● **Record set**:
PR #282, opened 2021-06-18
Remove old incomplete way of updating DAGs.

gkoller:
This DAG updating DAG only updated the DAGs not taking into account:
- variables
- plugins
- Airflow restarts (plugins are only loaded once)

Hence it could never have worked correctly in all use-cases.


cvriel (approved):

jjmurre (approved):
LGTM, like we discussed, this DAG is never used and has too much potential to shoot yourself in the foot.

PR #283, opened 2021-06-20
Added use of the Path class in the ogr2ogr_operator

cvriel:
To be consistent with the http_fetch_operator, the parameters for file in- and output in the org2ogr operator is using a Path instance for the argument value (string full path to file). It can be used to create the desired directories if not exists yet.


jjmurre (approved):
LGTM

* * *

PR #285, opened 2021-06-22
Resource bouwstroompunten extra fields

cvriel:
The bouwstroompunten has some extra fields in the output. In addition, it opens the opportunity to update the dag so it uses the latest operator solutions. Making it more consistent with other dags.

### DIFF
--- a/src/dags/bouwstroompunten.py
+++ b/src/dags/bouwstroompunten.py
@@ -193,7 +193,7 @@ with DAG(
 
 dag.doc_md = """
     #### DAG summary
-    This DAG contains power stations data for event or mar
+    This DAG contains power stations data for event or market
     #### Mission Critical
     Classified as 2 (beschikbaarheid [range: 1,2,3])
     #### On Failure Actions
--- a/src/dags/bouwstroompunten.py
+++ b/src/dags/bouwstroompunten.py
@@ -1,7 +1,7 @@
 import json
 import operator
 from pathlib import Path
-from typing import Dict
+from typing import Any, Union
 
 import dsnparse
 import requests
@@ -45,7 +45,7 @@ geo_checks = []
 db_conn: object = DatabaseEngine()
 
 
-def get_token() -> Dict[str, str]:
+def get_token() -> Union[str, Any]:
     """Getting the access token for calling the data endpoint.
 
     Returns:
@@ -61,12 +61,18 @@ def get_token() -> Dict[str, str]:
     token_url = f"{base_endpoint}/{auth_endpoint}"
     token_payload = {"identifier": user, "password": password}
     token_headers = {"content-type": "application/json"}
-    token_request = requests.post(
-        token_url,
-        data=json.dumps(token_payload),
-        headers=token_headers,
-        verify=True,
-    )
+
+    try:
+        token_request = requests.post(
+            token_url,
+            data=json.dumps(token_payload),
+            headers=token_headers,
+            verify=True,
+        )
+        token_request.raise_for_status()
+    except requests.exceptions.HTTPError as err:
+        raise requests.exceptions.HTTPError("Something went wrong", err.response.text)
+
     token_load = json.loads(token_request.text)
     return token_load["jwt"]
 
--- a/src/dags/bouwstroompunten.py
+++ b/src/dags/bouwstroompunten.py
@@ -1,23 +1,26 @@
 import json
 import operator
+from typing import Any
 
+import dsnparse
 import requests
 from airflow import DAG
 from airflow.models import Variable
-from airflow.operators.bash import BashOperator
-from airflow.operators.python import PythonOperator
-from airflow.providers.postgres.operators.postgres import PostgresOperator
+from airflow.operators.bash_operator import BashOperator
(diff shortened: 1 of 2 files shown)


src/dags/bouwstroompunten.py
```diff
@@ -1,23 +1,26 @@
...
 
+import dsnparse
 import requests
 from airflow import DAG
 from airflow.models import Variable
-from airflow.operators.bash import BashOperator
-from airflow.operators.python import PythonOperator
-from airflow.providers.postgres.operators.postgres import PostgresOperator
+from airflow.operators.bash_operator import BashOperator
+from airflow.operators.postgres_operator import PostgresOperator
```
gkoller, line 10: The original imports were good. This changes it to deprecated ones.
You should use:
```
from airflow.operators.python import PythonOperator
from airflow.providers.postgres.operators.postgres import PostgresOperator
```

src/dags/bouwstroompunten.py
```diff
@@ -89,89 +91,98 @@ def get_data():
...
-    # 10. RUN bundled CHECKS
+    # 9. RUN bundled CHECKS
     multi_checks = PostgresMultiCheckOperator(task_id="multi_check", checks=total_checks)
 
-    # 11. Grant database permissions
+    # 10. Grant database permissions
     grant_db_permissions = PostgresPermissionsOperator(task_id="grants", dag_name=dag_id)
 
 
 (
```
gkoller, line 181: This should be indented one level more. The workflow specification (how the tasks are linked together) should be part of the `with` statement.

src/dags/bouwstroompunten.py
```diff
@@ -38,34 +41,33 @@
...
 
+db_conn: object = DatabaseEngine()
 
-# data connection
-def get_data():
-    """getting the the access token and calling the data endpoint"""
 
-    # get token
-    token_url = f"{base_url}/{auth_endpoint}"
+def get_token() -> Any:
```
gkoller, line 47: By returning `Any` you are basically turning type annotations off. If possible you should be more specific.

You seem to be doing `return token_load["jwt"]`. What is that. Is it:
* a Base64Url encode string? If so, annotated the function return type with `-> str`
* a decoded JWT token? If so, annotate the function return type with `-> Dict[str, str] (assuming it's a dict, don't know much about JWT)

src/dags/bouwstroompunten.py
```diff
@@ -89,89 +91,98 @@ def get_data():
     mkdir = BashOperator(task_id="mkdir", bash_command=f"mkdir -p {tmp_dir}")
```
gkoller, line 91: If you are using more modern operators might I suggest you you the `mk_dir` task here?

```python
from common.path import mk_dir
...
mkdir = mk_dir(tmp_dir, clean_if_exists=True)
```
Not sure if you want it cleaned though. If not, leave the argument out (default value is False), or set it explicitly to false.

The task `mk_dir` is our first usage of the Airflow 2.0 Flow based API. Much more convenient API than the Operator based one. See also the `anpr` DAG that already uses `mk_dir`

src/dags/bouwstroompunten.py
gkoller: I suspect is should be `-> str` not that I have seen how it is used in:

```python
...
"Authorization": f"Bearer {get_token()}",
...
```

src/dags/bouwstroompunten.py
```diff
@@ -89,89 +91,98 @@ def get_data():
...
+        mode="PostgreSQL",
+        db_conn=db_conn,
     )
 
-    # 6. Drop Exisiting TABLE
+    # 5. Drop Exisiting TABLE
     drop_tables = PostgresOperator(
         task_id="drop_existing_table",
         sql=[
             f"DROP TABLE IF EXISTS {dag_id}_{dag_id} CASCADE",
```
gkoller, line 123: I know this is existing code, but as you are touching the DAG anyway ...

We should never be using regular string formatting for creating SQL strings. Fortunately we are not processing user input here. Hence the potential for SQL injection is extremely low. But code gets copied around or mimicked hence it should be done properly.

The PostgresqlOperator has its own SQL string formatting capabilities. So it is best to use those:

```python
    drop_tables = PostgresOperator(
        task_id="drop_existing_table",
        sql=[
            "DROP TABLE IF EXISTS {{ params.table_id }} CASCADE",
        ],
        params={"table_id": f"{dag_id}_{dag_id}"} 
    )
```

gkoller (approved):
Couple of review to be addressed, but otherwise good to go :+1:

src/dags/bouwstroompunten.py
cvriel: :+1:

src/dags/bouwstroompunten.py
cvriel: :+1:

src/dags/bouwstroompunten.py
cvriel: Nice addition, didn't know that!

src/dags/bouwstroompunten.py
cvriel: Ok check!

---

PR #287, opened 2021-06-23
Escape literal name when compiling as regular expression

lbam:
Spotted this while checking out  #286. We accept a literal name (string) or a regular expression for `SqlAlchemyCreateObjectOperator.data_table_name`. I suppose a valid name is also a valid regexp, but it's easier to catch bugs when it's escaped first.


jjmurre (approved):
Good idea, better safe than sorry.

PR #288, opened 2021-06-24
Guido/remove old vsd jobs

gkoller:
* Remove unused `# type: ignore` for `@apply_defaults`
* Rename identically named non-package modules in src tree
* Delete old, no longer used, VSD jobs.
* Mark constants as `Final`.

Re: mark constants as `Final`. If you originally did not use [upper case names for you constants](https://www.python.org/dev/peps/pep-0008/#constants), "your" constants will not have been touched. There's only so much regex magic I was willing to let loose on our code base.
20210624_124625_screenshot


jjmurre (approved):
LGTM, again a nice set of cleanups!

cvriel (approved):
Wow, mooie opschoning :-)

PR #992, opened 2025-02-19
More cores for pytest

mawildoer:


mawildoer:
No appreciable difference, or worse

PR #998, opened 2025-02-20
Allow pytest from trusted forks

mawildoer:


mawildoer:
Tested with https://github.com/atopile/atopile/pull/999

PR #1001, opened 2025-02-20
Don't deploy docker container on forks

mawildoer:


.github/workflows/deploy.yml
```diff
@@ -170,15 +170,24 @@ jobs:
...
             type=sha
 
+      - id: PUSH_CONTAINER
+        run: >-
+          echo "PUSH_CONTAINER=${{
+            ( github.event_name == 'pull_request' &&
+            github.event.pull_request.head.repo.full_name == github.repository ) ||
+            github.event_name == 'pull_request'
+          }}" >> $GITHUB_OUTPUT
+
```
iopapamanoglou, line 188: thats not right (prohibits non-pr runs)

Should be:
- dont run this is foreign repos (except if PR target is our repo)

● **What you should do**: Each line above that includes the word "when" is to be copied.

● **Result of this task**:
Escape literal name when compiling as regular expression
Spotted this while checking out  #286. We accept a literal name (string) or a regular expression for `SqlAlchemyCreateObjectOperator.data_table_name`. I suppose a valid name is also a valid regexp, but it's easier to catch bugs when it's escaped first.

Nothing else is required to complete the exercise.